Files	Where we can see where our files are stored on our computer system.
Environment	Where our variables or objects are kept in memory.
Plots	Where the outputs of our graphs, charts and maps are shown.

Customisation of R

Now we have installed R and RStudio, we need to customise R. Many useful R functions come in packages, these are free libraries of code written and made available by other R users. This includes packages specifically developed for data cleaning, data wrangling, visualisation, mapping, and spatial analysis. To save us some time later on, we will install the R packages that we will need during the module in one go.

Start RStudio, and copy and paste the following code into the console window. You can execute the code by pressing the Return button on your keyboard. Depending on your computer’s specifications and the internet connection, this may take a short while.

R code

# install packages
install.packages(c('tidyverse', 'janitor', 'descr', 'ggcorrplot','patchwork','easystats'))

R libraries installed through CRAN are typically pre-compiled, meaning that these packages can be easily installed on your machine without additional steps. However, when attempting to install an R library that requires compilation, additional software must be installed. For Windows users, RTools provides the necessary tools for building R packages from source. MacOS users should install Xcode as well as the GNU Fortran compiler.

Once you have installed the packages, we need to check whether we can in fact load them into R. Copy and paste the following code into the console, and execute by pressing Return on your keyboard.

R code

# load packages
library(tidyverse)
library(janitor)
library(descr)
library(ggcorrplot)
library(patchwork)
library(easystats)

You will see some information printed to your console but as long as you do not get any of the messages below, the installation was successful. If you do get any of the messages below it means that the package was not properly installed, so try to install the package in question again.

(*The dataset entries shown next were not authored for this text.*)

PR #21467, opened 2020-06-04
Update installation info for kubelet and kubernetes-cni

ZhiFeng1993:
This PR is to fix: https://github.com/kubernetes/kubeadm/issues/2160

I've updated docs in 3 languages: English, Japanese, and Chinese. There is a French doc here that needs update too: 
https://github.com/kubernetes/website/blob/master/content/fr/docs/setup/independent/kubelet-integration.md

PR #21898, opened 2020-06-19
Mention RPM upgrade path for prior patch releases

saschagrunert:
There is a manual intervention needed for upgrading from previous patch
releases because the kubernetes-cni package got obsoleted. The docs now
mention that and provide a possible workaround.

Depends on https://github.com/kubernetes/release/pull/1367

### DIFF
--- a/content/en/docs/setup/production-environment/tools/kubeadm/install-kubeadm.md
+++ b/content/en/docs/setup/production-environment/tools/kubeadm/install-kubeadm.md
@@ -178,6 +178,8 @@ For more information on version skews, see:
 
 {{< tabs name="k8s_install" >}}
 {{% tab name="Ubuntu, Debian or HypriotOS" %}}
+Kubernetes provides all official `deb` packages from
+[apt.k8s.io](https://apt.k8s.io).
 ```bash
 sudo apt-get update && sudo apt-get install -y apt-transport-https curl
 curl -s https://packages.cloud.google.com/apt/doc/apt-key.gpg | sudo apt-key add -
@@ -190,6 +192,14 @@ sudo apt-mark hold kubelet kubeadm kubectl
 ```
 {{% /tab %}}
 {{% tab name="CentOS, RHEL or Fedora" %}}
+Kubernetes provides all official `rpm` packages from
+[yum.k8s.io](https://yum.k8s.io).
+{{< warning >}}
+The `kubernetes-cni` package is obsoleted. This means in case of doing an
+upgrade from Kubernetes v1.18.3, v1.17.6, v1.16.10 or any other prior version,
+please ensure that the package gets **manually** removed before doing the
+upgrade by executing `yum remove kubernetes-cni-0.7.5-0`.
+{{</ warning >}}
 ```bash
 cat <<EOF > /etc/yum.repos.d/kubernetes.repo
 [kubernetes]
--- a/content/en/docs/tasks/administer-cluster/kubeadm/kubeadm-upgrade.md
+++ b/content/en/docs/tasks/administer-cluster/kubeadm/kubeadm-upgrade.md
@@ -37,6 +37,12 @@ The upgrade workflow at high level is the following:
 - Make sure you read the [release notes]({{< latest-release-notes >}}) carefully.
 - Make sure to back up any important components, such as app-level state stored in a database.
   `kubeadm upgrade` does not touch your workloads, only components internal to Kubernetes, but backups are always a best practice.
+- If you're running CentOS, RHEL, Fedora or directly use the
+  [yum.k8s.io](https://yum.k8s.io) repositories: The `kubernetes-cni` package
+  is obsoleted from now on. This means in case of doing an upgrade from
+  Kubernetes v1.18.3, v1.17.6, v1.16.10 or any other prior version, please
+  ensure that the package gets **manually** removed before doing the upgrade by
+  executing `yum remove kubernetes-cni-0.7.5-0`.
 
 ### Additional information
 


content/en/docs/setup/production-environment/tools/kubeadm/install-kubeadm.md
```diff
@@ -190,6 +192,14 @@ sudo apt-mark hold kubelet kubeadm kubectl
 ```
 {{% /tab %}}
+Please note that Kubernetes provides all official `rpm` packages via
+[yum.k8s.io](https://yum.k8s.io).
+{{< warning >}}
+The `kubernetes-cni` package was obsoleted with the release of Kubernetes
+v1.18.4, v1.17.7 and v1.16.11 on June 17th, 2020. This means in case of
+doing an upgrade from prior versions, please ensure that the package gets
+**manually** removed by executing `yum remove kubernetes-cni-0.7.5-0`.
```
xmudrii, line 201: Is it needed/worth mentioning when the package should be removed (e.g. should it be removed before upgrading or after)?

saschagrunert: Yes, I added it as a note. Thank you!

xmudrii:
@saschagrunert Should we also consider adding a note to the upgrade docs: https://kubernetes.io/docs/tasks/administer-cluster/kubeadm/kubeadm-upgrade/? Or should that be done by the SCL/kubeadm team instead?

saschagrunert:
> @saschagrunert Should we also consider adding a note to the upgrade docs: https://kubernetes.io/docs/tasks/administer-cluster/kubeadm/kubeadm-upgrade/? Or should that be done by the SCL/kubeadm team instead?

Hm, do you think we could handle the removal of the package directly in kubeadm? This way the user would not have a need for a manual intervention. I'll check if I can find something.

xmudrii:
> Hm, do you think we could handle the removal of the package directly in kubeadm? This way the user would not have a need for a manual intervention. I'll check if I can find something.

I'm not really sure, but AFAIK, kubeadm intentionally doesn't manage any packages and instead just focuses on the Kubernetes (components) itself. From the [docs](https://kubernetes.io/docs/setup/production-environment/tools/kubeadm/install-kubeadm/#installing-kubeadm-kubelet-and-kubectl):

> kubeadm will not install or manage kubelet or kubectl for you, so you will need to ensure they match the version of the Kubernetes control plane you want kubeadm to install for you.

We should probably ping someone from SCL and check what they would think about this idea.

saschagrunert:
> > Hm, do you think we could handle the removal of the package directly in kubeadm? This way the user would not have a need for a manual intervention. I'll check if I can find something.
> 
> I'm not really sure, but AFAIK, kubeadm intentionally doesn't manage any packages and instead just focuses on the Kubernetes (components) itself. From the [docs](https://kubernetes.io/docs/setup/production-environment/tools/kubeadm/install-kubeadm/#installing-kubeadm-kubelet-and-kubectl):

Good point, I'll focus now on updating the mentioned docs too.

content/en/docs/tasks/administer-cluster/kubeadm/kubeadm-upgrade.md
```diff
@@ -37,6 +37,12 @@ The upgrade workflow at high level is the following:
 - Make sure you read the [release notes]({{< latest-release-notes >}}) carefully.
 - Make sure to back up any important components, such as app-level state stored in a database.
   `kubeadm upgrade` does not touch your workloads, only components internal to Kubernetes, but backups are always a best practice.
+- If you're running CentOS, RHEL, Fedora or directly use the
+  [yum.k8s.io](https://yum.k8s.io) repositories: The `kubernetes-cni` package
+  was obsoleted with the release of Kubernetes v1.18.4, v1.17.7 and v1.16.11 on
+  June 17th, 2020. This means in case of doing an upgrade from prior versions,
+  please ensure that the package gets **manually** removed before doing the
+  upgrade by executing `yum remove kubernetes-cni-0.7.5-0`.
```
xmudrii, line 45: @saschagrunert I've thought about this a bit more. I can't test this because I don't have any custom RPM repo, so this is based on the assumption and has to be verified.

Looking at the output from your PR to fix packages (https://github.com/kubernetes/release/pull/1367#issuecomment-646107133), once the `kubernetes-cni` package is gone, `kubelet` will be gone too, and mostly like `kubeadm` as well (because `kubeadm` has a dependency on `kubernetes-cni`).

`kubeadm` is not a big deal because the first step is to install the latest one, but `kubelet` is supposed to be installed after `kubeadm upgrade` (as per docs). If there's no kubelet on the instance, can `kubeadm upgrade` work or is it going to fail? I'd say it might fail because there's no kubelet to schedule all the new static pods, but I'm not sure about that.

If that's true, we might have to update docs to mention this as well.

content/en/docs/setup/production-environment/tools/kubeadm/install-kubeadm.md
```diff
@@ -190,6 +192,15 @@ sudo apt-mark hold kubelet kubeadm kubectl
...
 {{% tab name="CentOS, RHEL or Fedora" %}}
+Please note that Kubernetes provides all official `rpm` packages via
+[yum.k8s.io](https://yum.k8s.io).
+{{< warning >}}
+The `kubernetes-cni` package was obsoleted with the release of Kubernetes
+v1.18.4, v1.17.7 and v1.16.11 on June 17th, 2020. This means in case of
+doing an upgrade from prior versions, please ensure that the package gets
+**manually** removed before doing the upgrade by executing `yum remove
+kubernetes-cni-0.7.5-0`.
+{{</ warning >}}
```
neolit123, line 203: /cc @sftim 
PTAL on the wording, AFAIK we do not include dates and PATCH version information in notes/warnings.

neolit123:
how are for example 1.18 users / readers of the 1.18 docs supposed to know about this complication?
does that mean we need to backport this change to the k/website branches in the support skew?

jimangel:
@neolit123 , I do think this meets the rare criteria to be back ported to all impacted release docs.

Has there been consensus from sig-release that this is the path forward?

/cc @tpepper @justaugustus

content/en/docs/setup/production-environment/tools/kubeadm/install-kubeadm.md
```diff
@@ -178,6 +178,8 @@ For more information on version skews, see:
 
 {{< tabs name="k8s_install" >}}
 {{% tab name="Ubuntu, Debian or HypriotOS" %}}
+Please note that Kubernetes provides all official `deb` packages via
+[apt.k8s.io](https://apt.k8s.io).
```
kbhawkey, line 182: Possibly reword the sentence(remove "Please note"):
```
{{< note >}}
Kubernetes provides all official `deb` packages from [apt.k8s.io](https://apt.k8s.io).
{{< /note >}}
```
OR
You can download the official Kubernetes `deb` packages from [...](...).
Download the official ...

content/en/docs/tasks/administer-cluster/kubeadm/kubeadm-upgrade.md
```diff
@@ -37,6 +37,12 @@ The upgrade workflow at high level is the following:
 - Make sure you read the [release notes]({{< latest-release-notes >}}) carefully.
 - Make sure to back up any important components, such as app-level state stored in a database.
   `kubeadm upgrade` does not touch your workloads, only components internal to Kubernetes, but backups are always a best practice.
+- If you're running CentOS, RHEL, Fedora or directly use the
+  [yum.k8s.io](https://yum.k8s.io) repositories: The `kubernetes-cni` package
+  was obsoleted with the release of Kubernetes v1.18.4, v1.17.7 and v1.16.11 on
```
kbhawkey, line 42: nit: Should this type of information appear here or in the release notes?

content/en/docs/setup/production-environment/tools/kubeadm/install-kubeadm.md
kbhawkey: nit: Again, will this or does this information appear in the release notes?

content/en/docs/setup/production-environment/tools/kubeadm/install-kubeadm.md
sftim: Happy to merge without fixing that detail provided we log an issue to fix it separately.

saschagrunert: Thank you, I changed it as suggested.

content/en/docs/setup/production-environment/tools/kubeadm/install-kubeadm.md
saschagrunert: I think we can just state that it is obsolete from now own. We do not mention the obsoletion in the release notes, but I could follow-up with a dedicated PR to add it to them.

content/en/docs/tasks/administer-cluster/kubeadm/kubeadm-upgrade.md
saschagrunert: See https://github.com/kubernetes/website/pull/21898/files#r443414063

saschagrunert:
/hold

Rethinking the overall solution.

saschagrunert:
Closing, we decided to reintroduce `kubernetes-cni`.
/close

neolit123:
note another part of the docs was already amended with the package change for multiple languages:
https://github.com/kubernetes/website/pull/21467/files

saschagrunert:
> note another part of the docs was already amended with the package change for multiple languages:
> https://github.com/kubernetes/website/pull/21467/files

Thank you for the hint, I can follow up on that after we re-created the packages.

Error: package or namespace load failed for <packagename>
Error: package '<packagename>' could not be loaded
Error in library(<packagename>) : there is no package called '<packagename>'

Many packages require additional software components, known as dependencies, to function properly. Occasionally, when you install a package, some of these dependencies are not installed automatically. When you then try to load a package, you might encounter error messages that relate to a package that you did not explicitly loaded or installed. If this is the case, it is likely due to a missing dependency. To resolve this, identify the missing dependency and install it using the command install.packages('<dependencyname>'). Afterwards, try loading your packages again.

Getting started with R

Unlike traditional statistical analysis software like Microsoft Excel or IBM SPSS Statistics, which often rely on point-and-click interfaces, R requires users to input commands to perform tasks such as loading datasets and fitting models. This command-based approach is typically done by writing scripts, which not only document your workflow but also allow for easy repetition of tasks.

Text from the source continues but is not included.